Microsoft Investors Question Decision To Buy Skype For $8.5B

Microsoft Investors Puzzled By Cost Of Skype Deal



NEW YORK (Bill Rigby) - Microsoft Corp's move to buy money-losing Internet phone service Skype for $8.5 billion was immediately skewered by critics and investors, who questioned the logic of the deal and suggested the software giant is paying far too much.

The price is about double the expected value of Skype if it had gone ahead with its planned initial public offering, leaving investors puzzled over how Microsoft will make the deal pay for itself.

"I wish they had not done it," said Whitney Tilson, founder and a managing partner of T2 Partners LLC, which owns Microsoft shares.

"Initially when I first read about it, I hated the deal. Now, I don't like it," said Tilson, who is a long-term buyer of Microsoft shares and still sees them as a great cash-generating business and an undervalued stock.

"Everybody I know uses it and I am glad Microsoft owns it. They just probably paid too much for it," said Tilson, who did not buy or sell Microsoft stock on Tuesday.

Shares of the world's largest software company fell 1.4 percent, anchored at the same level they have been for 10 years.

The latest deal was a fresh reminder that Microsoft has no record of making acquisitions pay off. Its 2007 deal to buy online ad firm aQuantive for $6 billion was a flat-out failure.

"They really have to do some explaining as to how this company merited that price and how they'll return the value to shareholders," said Kim Caughey Forrest, senior analyst at Fort Pitt Capital Group, which holds Microsoft shares.

"We have to see the path to profitability. It smacks of that 1999, 2000 time period when valuations were granted on eyeballs, not revenue and earnings."

Skype made a net loss of $7 million last year on revenue of $860 million, even as its user base grew nearly 40 percent to 145 million.

Microsoft Chief Executive Steve Ballmer said the deal would add to the company's profits from the first year, preferring to focus on the $264 million Skype made last year, excluding interest, tax, depreciation and amortization.

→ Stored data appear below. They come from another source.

PR #4455, opened 2021-07-04
Change pl-input to integer

sentz2:
Changes the default question that appears when selecting "Add Question".  Only changes pl-input from "pl-number-input"  to "pl-integer-input".


sentz2:
recheck

PR #4542, opened 2021-07-21
Manual grading col split schema fix

andrewstec:
After implementing an array with enumerated string types (ie. gradingMethod: ["External", "Manual"]) in a Question info.json configuration file, I found a bug during the JSON schema validation import. This PR fixes the bug with one possible approach.

The current implementation on PrairieLearn/master is that a gradingMethod can support one enumerated string type. (ie. One of "Manual", "Internal", or "External"). The implementation on the `manual-grading-col-split` branch intended to change `gradingMethod` from an enumerated string type to a UNION enumerated string type OR array of enumerated strings type. 

Note that we cannot do union types in strict mode of our schema validation. Therefore, implementing the string and array union possibility on the `gradingMethod` property is not possible in the `manual-grading-col-split` branch. Furthermore, it is not recommended from a modeling standpoint, as it is a singular word and a plural word is more suitable for arrays.

Keeping the `gradingMethod` property in the schema would be necessary as long as question imports continue to use the `gradingMethod` property. It would be possible to update all `gradingMethod` properties to the new `gradingMethods` convention by writing a script to update the repositories, but I am not too sure if this is the right approach. Alternatively, we can reject this PR and disable strict mode to allow union types.

Bug current example on `manual-grading-col-split`:

image

Resolved with this PR and changing implementation to gradingMethods: 

image

Actionable outcome: 

- Need agreement on approach with deprecation. 

Decided on July 26, 2021 meeting that `gradingMethod` will be kept and honoured for backwards compatibility. We will move forward with new `gradingMethods` implementation as well.

### DIFF
--- a/schemas/schemas/infoQuestion.json
+++ b/schemas/schemas/infoQuestion.json
@@ -77,12 +77,24 @@
             "type": "string"
         },
         "gradingMethod": {
-            "description": "The grading method used for this question.",
+            "description": "The grading method used for this question. (DEPRECATED - Use `gradingMethods` below)",
             "enum": [
                 "Internal",
                 "External",
                 "Manual"
             ]
+        },
+        "gradingMethods": {
+            "description": "The grading methods to enable during question grading. (Overrides `gradingMethod` if implemented`)",
+            "type": "array",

He stressed that Skype, which will be a separate unit within Microsoft, will help sales of its other products such as Xbox game console and Kinect motion-sensing system, and add luster to its Office suite of applications.

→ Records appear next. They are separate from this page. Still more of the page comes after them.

Issue #965, opened 2017-12-26
add student assessment page


egunter:
This s just a suggestion for a potential future feature.

The tools for examining an assessment and being able to drill down to questions and then students and on various views of what a student did has been extremely helpful in giving students help with individual assignments.  If this is the column major view of things, it would also be very helpful to have the row major view:  to have a page of students, comparable to the page of assessments, and to be able to click on a student and see the student performance on every assessment, possibly be able to sort the assessment by score or submit time, maybe to see their score for each assessment dependent on how it is sorted, and to be able to click on an assessment and be taken to the same student assessment page as you get to through the assessment page.  This would facilitate seeing how individual students are performing and to see when they have trouble in one place how it might be linked back to other troubles they have had.  
---Elsa

trombonekenny:
Like the Gradebook tab at the top, i.e. https://prairielearn.engr.illinois.edu/pl/course_instance/3634/instructor/gradebook -- or something else?

egunter:
The grade book has more of the functionality I was requesting than I realized, but if that is the portal for this view, it is quite difficult to impossible to use the way I am desiring for a course of 250-300 students and dozens of assessments.  If I want to review what the students did on the 20th, 23rd and 27th assessments and the netid starts with r, it is almost impossible.  I have no idea how hard this would be, but making it so that, as you scroll down, the header row stays visible, and as you scroll right, the UID and/or Name column(s) stayed visible would largely accomplish the aims I was seeking, given the current functionality.  It would be a little easier if I could click of the UID or Name of the student and go to a page with all and just that student's assessments, but this is not required to achieve the review ability for which I was suggesting the extension.

nwalters512:
@mwest1066 and I were discussing changes similar to that, namely switching away from the classic "massive table" gradebook towards a per-student view. The current form is potentially not very useful for large numbers of students and assessments. Is there any part of your workflow that would be broken if the all-encompasing table was eliminated?

egunter:
@nwalters512 If your comment is directed to me, I would not loose much if the table went away.  The table is a little useful for seeing how the whole class is doing, but dumping to excel would accomplish much the same functionality.  I would suspect I'm no the only user or potential user of the grade book, however.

"Will we sell a few more Kinects when we get these things hooked up? Yeah, I think so. Skype can help where we are in the enterprise by getting those customer bases to work well together," said Ballmer in a phone interview.

"I think there's a lot of value in here that we can drive -- we've just got to go get it done when we get through the regulatory (approval)," he added. Microsoft aims to complete the deal this year.

LACK OF SPECIFICS

Microsoft is hoping that more business users would be willing to pay for Skype if it is integrated with Outlook e-mail, which hundreds of millions of people already use, or that more gamers will pay to join the Xbox Live network if real-time video and voice services are added.

It should also allow its new Windows Phones to compete directly with Apple Inc and Google Inc smartphones, which already feature video chat.

But some investors carped that Microsoft already had the technology to do this, or should have developed it itself, and may soon be overtaken.

"They paid a headscratcher of a valuation," said Patrick Becker Jr., a principal at Becker Capital Management, which owns 1.5 million Microsoft shares.

"One of my big fears is that by the time they design this into Outlook, Xbox and their phone software it's going to be overtaken by Google and Apple from a capability standpoint," he said.

Becker said buying a software company should cost more like a multiple of five times revenue, which would imply a valuation closer to $4.3 billion based on the company's 2010 revenue.

"It points to them playing follow the leader, which is a very difficult game to play," said Becker. "My disappointment is that I thought this was an area (in which) they had a fair amount of expertise. To go out and spend $8.5 billion makes me wonder about internal execution. They obviously felt they didn't have the product in house to compete with Skype, Google and Apple."

One factor in favor of Microsoft: it is using cash from overseas to buy Luxembourg-based Skype, which means it won't have to pay U.S. tax on that money, as it would if it had repatriated the money to the United States.

The majority of Microsoft's $50 billion cash and short-term investments are held overseas, where most of its revenue is generated.

"They can't return their offshore cash to shareholders so this might be reasonable use of that," acknowledged Tilson.
But even that could not persuade investors that the deal was a bargain.

"It does strike me that by almost any dimension Microsoft is overpaying," said Andrew Bartels, an analyst at Forrester Research.

"There's some strategic benefits but I have a hard time seeing them being anywhere close to what they're paying," he said. "I'm sure shareholders are saying that Microsoft should have given a dividend to shareholders rather than spend it on this."